======== Material for this task ========

PR #992, opened 2021-01-26
Wake up the connection driver only if flow control needs to be issued (based on #991)

geieredgar:
Add a has_pending_retransmits method to
quinn_proto::connection::Connection and use it inside of
quinn::RecvStream::poll_read_generic to decide if we should wake up the
connection driver.


djc:
This is great, thanks! I will likely make some further iterations on what this API looks like, but this is a good start in any case. Sorry for the time spent on your other PR!

PR #993, opened 2021-01-27
quinn: properly await client connection setup in benchmarks

djc:


Ralith (changes requested):
I don't think this is correct. First, `async { x.await }` should always be roughly equivalent to an unadorned `x`. Second, thread-local RAII guards like `runtime.enter()` don't work right in an async block since control flow can exit the block without passing through the `Drop` impl.

djc:
Right, the `runtime.enter()` isn't needed anymore, dropped it. On the other hand, the wrapping in an async block was recommended to me by Alice, and I think it makes sense: we need the runtime to be active while the `connect_with()` call is being evaluated, which it wouldn't be without wrapping it in an `async` block.

Ralith:
That's what the prior `runtime.enter()` call was accomplishing, though. I wouldn't expect these changes to have any effect. Do they fix the benchmarks in practice?

djc:
I suspect it may have needed an explicitly bound guard. Would you prefer that over the async block? (Yes, this fixed the issue I was seeing.)

Ralith (approved):
Oh, duh. No, the async block is probably better because it's less prone to that type of mistake.

Issue #981, opened 2021-01-20
Assembler::defragment causes high CPU load


Matthias247:
Here is a flamegraph of a benchmark I ran yesterday:

![image](https://user-images.githubusercontent.com/6330334/105130497-04641d00-5a9c-11eb-88a9-66837335c75c.png)

This one is a on loopback connection with simulated latency, which leads to rather high congestion windows (if flow control limits are also high).

In this case we can observe the receiving end of the connection drowning in `defragment` calls, which take up the majority of the CPU time.

I think there is a major contributing factor here:
[The assembler kicks in if at least 32 packets are queued](https://github.com/quinn-rs/quinn/blob/main/quinn-proto/src/connection/assembler.rs#L213-L215), which will likely always be the case in case a burst of packets is received. I think this can even happen in a less artificial scenario.

I think it might be worthwhile to rethink this strategy - especially for users which intend to receive lots of data.
One option I can imagine is to skip defragmentation of chunks which make up the majority of the MTU (e.g. > 75%). Now that's a bit tricky at this layer, because it isn't aware of the  MTU. But maybe just hardcoding it to 750 bytes might be good enough (at least as long as we don't imagine MTUs to be growing into jumbo-frame territory).

Another option is to immediately copy data of the datagram buffers into a more efficiently sized receive buffer datastructure. But that would be more interesting if the datagram wouldn't already be `Bytes` allocated earlier on and still be on the stack of the endpoint. This way it might just end up double-copying.

djc:
The defragmentation heuristic kicking in is definitely pretty simplistic (and the number 32 is pretty arbitrary), so I think the right fix here is to tweak that. How about if we take the `payload.len()` in `Connection::process_payload()` and pass it down through `Streams::received()` and `Recv::ingest()` to `Assembler::insert()` (potentially storing it in the `Chunk`)? Assuming the header size is more or less constant, we can then make a decent estimate of wasted memory and trigger defragmentation on some threshold.

Matthias247:
Sounds like a reasonable idea to me. Instead of the actual size just a fraction (0 - 100) could also be sufficient if one wants to save some data (but that might be lost due to alignment reasons anyway).

Most packets from nicely playing peers should be nearly full MTU sized. Therefore defragmentation should be rarely necessary. But I agree that it's good thing to have, in order to protect against bad peer behavior.

djc:
Yes, this code is not there for capable/well-intentioned peers, but for the other kinds. 👍

PR #996, opened 2021-01-28
Add and use over-allocation metric to decide when to defragment

geieredgar:
This pull request implements the suggestion made by @djc here: https://github.com/quinn-rs/quinn/issues/981#issuecomment-763424636

### DIFF
--- a/quinn-proto/src/connection/assembler.rs
+++ b/quinn-proto/src/connection/assembler.rs
@@ -12,7 +12,7 @@ use crate::range_set::RangeSet;
 #[derive(Debug, Default)]
 pub(crate) struct Assembler {
     state: State,
-    data: BinaryHeap<Chunk>,
+    data: BinaryHeap<Buffer>,
     defragmented: usize,
     /// Number of bytes read by the application. When only ordered reads have been used, this is the
     /// length of the contiguous prefix of the stream which has been consumed by the application,
@@ -113,14 +113,14 @@ impl Assembler {
                 }
             } else {
                 let bytes = buffer.split().freeze();
-                self.data.push(Chunk { offset, bytes });
+                self.data.push(Buffer { offset, bytes });
                 offset = chunk.offset;
                 buffer.extend_from_slice(&chunk.bytes);
             }
         }
 
         let bytes = buffer.split().freeze();
-        self.data.push(Chunk { offset, bytes });
+        self.data.push(Buffer { offset, bytes });
         self.defragmented = self.data.len();
     }
 
@@ -131,7 +131,7 @@ impl Assembler {
             // Discard duplicate data
             for duplicate in recvd.replace(offset..offset + bytes.len() as u64) {
                 if duplicate.start > offset {
-                    self.data.push(Chunk {
+                    self.data.push(Buffer {
                         offset,
                         bytes: bytes.split_to((duplicate.start - offset) as usize),
                     });
@@ -144,7 +144,7 @@ impl Assembler {
         if bytes.is_empty() || self.stopped {
             return;
         }
-        self.data.push(Chunk { offset, bytes });
+        self.data.push(Buffer { offset, bytes });
         // Why 32: on the one hand, we want to defragment rarely, ideally never
         // in non-pathological scenarios. However, a pathological or malicious
         // peer could send us one-byte frames, and since we use reference-counted
@@ -190,15 +190,15 @@ impl Assembler {
 }
 
 #[derive(Debug, Eq)]
-struct Chunk {
+struct Buffer {
     offset: u64,
     bytes: Bytes,
 }
 
-impl Ord for Chunk {
+impl Ord for Buffer {
     // Invert ordering based on offset (max-heap, min offset first),
     // prioritize longer chunks at the same offset.
-    fn cmp(&self, other: &Chunk) -> Ordering {
+    fn cmp(&self, other: &Buffer) -> Ordering {
         self.offset
             .cmp(&other.offset)
             .reverse()
@@ -206,14 +206,14 @@ impl Ord for Chunk {
     }
 }
 
-impl PartialOrd for Chunk {
-    fn partial_cmp(&self, other: &Chunk) -> Option<Ordering> {
+impl PartialOrd for Buffer {
+    fn partial_cmp(&self, other: &Buffer) -> Option<Ordering> {
         Some(self.cmp(other))
     }
 }
 
-impl PartialEq for Chunk {
-    fn eq(&self, other: &Chunk) -> bool {
+impl PartialEq for Buffer {
+    fn eq(&self, other: &Buffer) -> bool {
         (self.offset, self.bytes.len()) == (other.offset, other.bytes.len())
     }
 }
--- a/quinn-proto/src/connection/assembler.rs
+++ b/quinn-proto/src/connection/assembler.rs
@@ -34,7 +34,7 @@ impl Assembler {
         &mut self,
         max_length: usize,
         ordered: bool,
-    ) -> Result<Option<(u64, Bytes)>, AssembleError> {
+    ) -> Result<Option<Chunk>, AssembleError> {
         if self.is_stopped() {
             return Err(AssembleError::UnknownStream);
         } else if ordered && !self.state.is_ordered() {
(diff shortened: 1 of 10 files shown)


quinn-proto/src/connection/mod.rs
```diff
@@ -2313,6 +2313,7 @@ where
         let is_0rtt = self.spaces[SpaceId::Data].crypto.is_none();
         let mut is_probing_packet = true;
         let mut close = None;
+        let payload_len = payload.len();
```
djc, line 2316: I'd prefer to just squash this commit into the previous one, as this one is not too complex, and it makes it more obvious what's going on.

quinn-proto/src/connection/mod.rs
```diff
@@ -1720,7 +1720,7 @@ where
 
         space
             .crypto_stream
-            .insert(crypto.offset, crypto.data.clone());
+            .insert(crypto.offset, crypto.data.clone(), crypto.data.len());
```
djc, line 1723: I think we should instead pass down the `payload.len()` from `process_payload()` into `read_crypto()` and use that here, does that make sense to you?

quinn-proto/src/connection/assembler.rs
```diff
@@ -152,46 +152,58 @@ impl Assembler {
...
                         bytes: bytes.split_to((duplicate.start - offset) as usize),
+                        over_allocation,
                     });
+                    self.over_allocation += over_allocation;
                     offset = duplicate.start;
                 }
                 bytes.advance((duplicate.end - offset) as usize);
                 offset = duplicate.end;
             }
+            allocation_size = allocation_size.saturating_sub((offset - start) as usize);
```
djc, line 193: I'm not sure about this. As far as I understand it, either `Chunk` could keep the entire allocation alive. It's also already the case that a payload may have multiple `STREAM` frames (either for the same stream or for different streams), so we're generally somewhat overcounting the overallocations, and we just have to take that into account when deciding to defragment (but to that end we can just fudge the defragmentation trigger heuristic).

djc (commented):
Thanks again for working on this! This one is a bit tricky, I left some feedback below.

@Matthias247, would you like to take a look at this?

djc:
(Also please mention #981 in the commit message!)

quinn-proto/src/connection/assembler.rs
```diff
@@ -152,46 +152,58 @@ impl Assembler {
...
         }
         if bytes.is_empty() || self.stopped {
             return;
         }
-        self.data.push(Chunk { offset, bytes });
-        // Why 32: on the one hand, we want to defragment rarely, ideally never
```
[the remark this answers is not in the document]
geieredgar: OK, I adjusted the comment and changed the magic number.

quinn-proto/src/connection/mod.rs
geieredgar: OK, I squashed the two commits into one.

quinn-proto/src/connection/mod.rs
geieredgar: Yeah, makes sense. Fixed it.

quinn-proto/src/connection/assembler.rs
geieredgar: I still would like the over-allocation estimate to be correct and precise if the `allocation_size` argument is also correct and precise. 
So e.g. `insert(1, Buffer of size 1022, 1022)` followed by `insert(0, Buffer of size 1024, 1024)` should increase over-allocation by 1022 and not by 2045.
I agree that we will often over-count the over-allocation, but I don't see that as a reason to make the estimate even worse.

djc: That's not really my point though. My point is this: shrinking the `Bytes` doesn't shrink the size of the allocation, it simply changes the index pointing to the allocation. So in that sense, the deduplication happening here should have, in my understanding, no effect on the amount of overallocation.

geieredgar: You are right that only advancing the `Bytes` should not shrink the `allocation_size`, but pushing a `Buffer` should, because we do not want to account for the same bytes twice. My error was that I thought that I could simply adjust the `allocation_size` at the end of the de-duplication loop, but now I see that this does not work when we are not pushing a new `Buffer` at every iteration step. I therefore moved the `allocation_size` adjustment into the loop, only adjusting it when we are pushing a new `Buffer`.

djc: But shrinking the allocation size is only warranted if we're accounting for the same *allocations*. A different but overlapping `Buffer` ("same bytes twice") is substantially more likely to originate from a different packet, and thus from a different allocation.

geieredgar: I try to clarity my thoughts a bit more:

```rust
if duplicate.start > offset {
    let over_allocation = (duplicate.end - duplicate.start) as usize;
    self.data.push(Buffer {
        offset,
        bytes: bytes.split_to((duplicate.start - offset) as usize),
        over_allocation,
    });
    self.over_allocation += over_allocation;
    allocation_size =
        allocation_size.saturating_sub((duplicate.end - offset) as usize);
    offset = duplicate.start;
}
```
Here we are pushing a new `Buffer`, because we need to close the gap to the next duplicate. This new `Buffer` references the same allocation and I use the size of the duplicate as the over-allocation for the new `Buffer`, because this is the amount of bytes that are unused but are still referenced and kept in memory by the `Buffer`. The reasons I associate a over-allocation with every `Buffer` are:
- It could be the last `Buffer` we push
- If we only keep track of over-allocation in a single `Buffer`, when that `Buffer` is later removed, we will underestimate the over-allocation caused by the remaining Buffers pushed by the `insert` call.

Because I account for the over-allocation in the pushed `Buffer`, I reduce the allocation size by the size of the `Buffer` and its over-allocation.

A possible other sensible approach would be to calculate for every pushed Buffer the over-allocation as `allocation_size.saturating_sub(bytes.len())` and never mutating the `allocation_size`. Then the  calculated over-allocation would grow much larger if we have to fill many small gaps in the de-duplication loop.

Matthias247:
I feel like any flag like `defragmented` or `overallocation` is rather challenging to maintain, since it replicates the state of the individual buffers but also needs to be in sync with those. If it isn't, then we get bugs like #982 .

I would tackle this problem a bit different than what is proposed here: I would purely add a `utilization` field to each of the chunks in the queue. When inserting, I would loop through fields, check utilization values, and if I find some chunks with bad utilization values (e.g. < 50%), I would merge those into a bigger chunk - but actually leave others alone. There might be no need to defragment everything.

One important thing: I would **not** touch the utilization value if a part of the chunk is dequeued by the user. The reason for this is that if the user is already reading data, they will read the next data chunk very soon, and it won't stay around with poor utilization for very long. The danger there only exists for chunks which can't be read by the user yet, because there is a gap in the queue.

With that approach another challenge is how not to iterate the complete list of fragments on each insert. Maybe the old `defragmented` field helps for that. Or keeping it as an offset towards the first gap (non consecutive data), which would be the starting point for investigating defragmentation?

geieredgar:
@Matthias247 I pushed a new commit that would make this approach a bit more similar to yours (although it keeps the `over_allocation` field, but like you said, we would probably need one field like `defragmented` or `over_allocation` to prevent iterating the list of fragments on every insert).

The defragment process first checks if we can reduce `over_allocation` below the specified threshold by just defragmenting low utilized `Buffer` (currently that translates to `over_allocation > bytes.len()`). In that case it only defragments those, otherwise it will only defragment buffers with `over_allocation > 0`, therefore preventing an already defragmented `Buffer` to be defragmented again.

djc:
> I feel like any flag like `defragmented` or `overallocation` is rather challenging to maintain, since it replicates the state of the individual buffers but also needs to be in sync with those. If it isn't, then we get bugs like #982.

That bug was due in part to the duplication of the read APIs, which I'm removing in #991. Yes, keeping these in sync is a bit tricky, but also has important benefits like not having to iterate over the chunks when deciding when to defragment, and after the changes in #991 isn't too hard IMO.

djc:
Uh, sorry for the automation closing this. Can you open a new one targeting main?

geieredgar:
OK, I opened a new PR here: #1000.

PR #998, opened 2021-01-30
Increase datagram utilization

Matthias247:
This change will increase the amount of data that will be written in
STREAM frames. The previous approach was pessimistic and assumed
- 8 bytes are used for Stream ID
- 8 bytes are used for the offset
- 8 bytes are used for the length

This change calculates the available size better on the amount of actual
bytes required to encode the stream ID and length. It also allows to
omit the length field if enough information is available to fully utilize the
datagram.

This allows to store up to 22 byte more payload data per MTU.

### DIFF
--- a/quinn-proto/src/connection/send_buffer.rs
+++ b/quinn-proto/src/connection/send_buffer.rs
@@ -2,7 +2,7 @@ use std::{collections::VecDeque, ops::Range};
 
 use bytes::{Buf, Bytes};
 
-use crate::range_set::RangeSet;
+use crate::{range_set::RangeSet, VarInt};
 
 /// Buffer of outgoing retransmittable stream data
 #[derive(Default, Debug)]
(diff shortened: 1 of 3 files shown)


quinn-proto/src/connection/send_buffer.rs
```diff
@@ -76,22 +76,41 @@ impl SendBuffer {
 
     /// Compute the next range to transmit on this stream and update state to account for that
     /// transmission
-    pub fn poll_transmit(&mut self, max_len: usize) -> Range<u64> {
+    pub fn poll_transmit(&mut self, mut max_len: usize) -> (Range<u64>, bool) {
```
Matthias247, line 79: Before I fix/update the unit-tests, there's the question of whether people prefer this approach (assuming  `max_len` only covers the pure data size, and adjust it), or to pass the `max_data` here which doesn't includes the full remaining size after a stream ID would have been encoded (16 bytes more), and let this function do the remaining calculations.

I would prefer the latter.

djc: The latter does seem more attractive, although I find it a little hard to visualize.

Ralith: To clarify, you're proposing refactoring such that the value passed in is the amount of space available to be used for both the length tag and the actual data, but already accounting for the space used by the stream ID? That sounds good to me.

Ralith (commented):
Thanks, this is a nice tidy improvement! Always bugged me a bit how we were leaving space on the table here, but my prior attempts always ended up too complicated and fragile.

quinn-proto/src/connection/send_buffer.rs
Matthias247: Exactly. I will update for this. Will be a tiny change

quinn-proto/src/connection/send_buffer.rs
```diff
@@ -2,7 +2,7 @@ use std::{collections::VecDeque, ops::Range};
 
 use bytes::{Buf, Bytes};
 
-use crate::range_set::RangeSet;
+use crate::{range_set::RangeSet, VarInt};
```
djc, line 5:
```suggestion
use crate::range_set::{RangeSet, VarInt};
```

quinn-proto/src/connection/streams.rs
```diff
@@ -642,7 +644,11 @@ impl Streams {
             if stream.is_reset() {
                 continue;
             }
-            let offsets = stream.pending.poll_transmit(max_data_len);
+
+            // Since the Stream is now known, we can account better how many
+            // bytes are required to encode the StreamId.
```
djc, line 649:
```suggestion
            // Now that we know the `StreamId`, we can better account for how many bytes
            // are required to encode it.
```

djc (commented):
LGTM, just some tiny nits.

quinn-proto/src/connection/streams.rs
Matthias247: updated

djc (approved):

PR #999, opened 2021-01-30
More stream reading improvements

djc:


quinn-proto/src/connection/streams/recv.rs
```diff
@@ -257,69 +196,173 @@ impl Recv {
...
+/// Results of reading from a stream
+#[derive(Debug, PartialEq)]
+#[non_exhaustive]
+pub struct ReadResult {
+    /// The data read from the stream
+    pub chunk: Option<Chunk>,
+    /// The status of the stream after reading
+    pub status: ReadStatus,
+    /// Whether the connection is ready to transmit
+    pub should_transmit: ShouldTransmit,
```
Ralith, line 335: Could we yield this once at the end, rather than per call to `next`? I understand that you want to make it hard to skip, but there's no way to enforce that a struct field gets looked at, and it seems strange to check this repeatedly when we can only act on it after we're done due to the borrow.

quinn-proto/src/connection/streams/recv.rs
```diff
@@ -257,69 +196,173 @@ impl Recv {
...
+    ///
+    /// Return the next chunk of data from the stream, if any are available. Will return `None` if
+    /// all available data has been read. `max_length` may be used to restrict the maximum size
+    /// of the returned `Bytes` (but `usize::MAX` is supported, too).
+    ///
+    /// Will keep returning `None` once no further data is available for reading.
+    pub fn next(&mut self, max_length: usize) -> ReadResult {
+        if let Some(status) = &self.fused {
+            return ReadResult::from_status(*status);
+        }
```
Ralith, line 244: Why do we need this?

quinn-proto/src/connection/streams/recv.rs
```diff
@@ -257,69 +196,173 @@ impl Recv {
...
+    pub(crate) fn new(
+        id: StreamId,
+        streams: &'a mut Streams,
+        pending: &'a mut Retransmits,
+        ordered: bool,
+    ) -> Result<Self, ReadableError> {
+        let mut rs = match streams.recv.remove(&id) {
+            Some(rs) => rs,
+            None => return Err(ReadableError::UnknownStream),
+        };
```
Ralith, line 220: Are we missing a check for whether the stream is stopped here?

quinn-proto/src/connection/streams/recv.rs
```diff
@@ -257,69 +196,173 @@ impl Recv {
...
+pub enum ReadStatus {
+    /// No more data is currently available on this stream
     ///
     /// If more data on this stream is received from the peer, an `Event::StreamReadable` will be
     /// generated for this stream, indicating that retrying the read might succeed.
-    #[error("blocked")]
     Blocked,
-    /// The peer abandoned transmitting data on this stream.
+    /// The stream has been stopped
+    Closed,
```
Ralith, line 357: This looks redundant to the `UnknownStream` case in `ReadableError`; a stream can never become stopped mid-read. It's also confusingly named.

quinn-proto/src/tests/mod.rs
```diff
@@ -238,14 +238,14 @@ fn finish_stream_simple() {
...
-        Ok(None)
-    );
+
+    let mut chunks = pair.server_conn_mut(server_ch).read(s, false).unwrap();
+    let result = chunks.next(usize::MAX);
+    assert_matches!(result.chunk, Some(chunk) if chunk.bytes == MSG);
+
+    let result = chunks.next(usize::MAX);
+    assert_eq!(result.status, ReadStatus::Finished);
+    assert_eq!(result.chunk, None);
```
Ralith, line 248: Could we just check the `status` of the prior call, rather than calling again?

quinn/src/streams.rs
```diff
@@ -353,9 +353,11 @@ where
...
     ) -> Poll<Result<(), ReadError>> {
         self.poll_read_generic(cx, |conn, stream| {
-            conn.inner
-                .read(stream, buf.remaining(), true)
-                .map(|val| val.map(|chunk| buf.put_slice(&chunk.bytes)))
+            Ok(conn
+                .inner
+                .read(stream, true)?
+                .next(buf.remaining())
+                .map(|chunk| buf.put_slice(&chunk.bytes)))
```
Ralith, line 360: To prevent loss of specific errors, we must check the status, stash any terminal states locally, and generate a suitable error without calling `inner.read` on the next poll. Similarly below.

Ralith (changes requested):
Great work so far!

quinn-proto/src/connection/assembler.rs
```diff
@@ -132,10 +132,20 @@ impl Assembler {
...
                 offset = duplicate.end;
             }
+        } else if offset < self.bytes_read {
+            if (offset + bytes.len() as u64) < self.bytes_read {
+                return;
+            } else {
+                let diff = self.bytes_read - offset;
+                offset += diff;
+                bytes.advance(diff as usize);
+            }
```
Ralith, line 141: We should get rid of the corresponding read-time code, since this makes it redundant.

Ralith:
Looks like there'll be a bit of a rebase hazard with #1000. Shouldn't be disastrous, though.

geieredgar:
I would be fine with waiting until this PR is merged and then rebasing my changes on top of it.

quinn-proto/src/connection/streams/recv.rs
```diff
@@ -57,11 +59,20 @@ impl Recv {
         }
 
         self.end = self.end.max(end);
-        self.assembler.insert(frame.offset, frame.data);
+        if !self.stopped {
+            self.assembler.insert(frame.offset, frame.data);
+        } else {
+            self.assembler.set_bytes_read(end);
```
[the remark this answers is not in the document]
djc: That's right, this is a bit of a behavior change. Would you like me to split it out of this commit?

quinn-proto/src/connection/assembler.rs
djc: What code do you think that is, exactly? In my mind the read-time code is more general, since it covers things that are duplicated but still after the current `bytes_read`, so I don't think we can just get rid of it?

quinn-proto/src/connection/assembler.rs
```diff
@@ -25,14 +25,9 @@ impl Assembler {
         Self::default()
     }
 
-    // Get the the next ordered chunk
-    pub(crate) fn read(
-        &mut self,
-        max_length: usize,
-        ordered: bool,
-    ) -> Result<Option<Chunk>, AssembleError> {
+    pub(crate) fn is_readable(&mut self, ordered: bool) -> Result<(), IllegalOrderedRead> {
```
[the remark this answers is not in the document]
djc: Yup, that seems better.

quinn-proto/src/connection/assembler.rs
```diff
@@ -42,17 +37,21 @@ impl Assembler {
             }
             self.state = State::Unordered { recvd };
         }
+        Ok(())
+    }
 
+    // Get the the next ordered chunk
```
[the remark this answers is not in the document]
djc: Fixed.

quinn-proto/src/connection/assembler.rs
Ralith: I was thinking of the `if (chunk.offset + chunk.bytes.len() as u64) <= self.bytes_read` clause, within the ordered case. On review, though, you're correct: if `bytes_read` is 0 and we receive two frames starting at 0, they aren't guaranteed to be deduplicated until read, so that code should be retained.

djc:
Scoped this down again to remove the hard stuff (last commit) -- all the other comments should be addressed, so we can just get the simple stuff merged. @geieredgar thanks for being accomodating, I hope the rebase isn't too painful.

djc:
(I will take review comments for the last commit in consideration for the new PR as well, of course.)

Ralith (approved):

========

Copy each line of the listing above that contains the word "redundant".

▸ **Exercise solution**
Ralith, line 357: This looks redundant to the `UnknownStream` case in `ReadableError`; a stream can never become stopped mid-read. It's also confusingly named.
Ralith, line 141: We should get rid of the corresponding read-time code, since this makes it redundant.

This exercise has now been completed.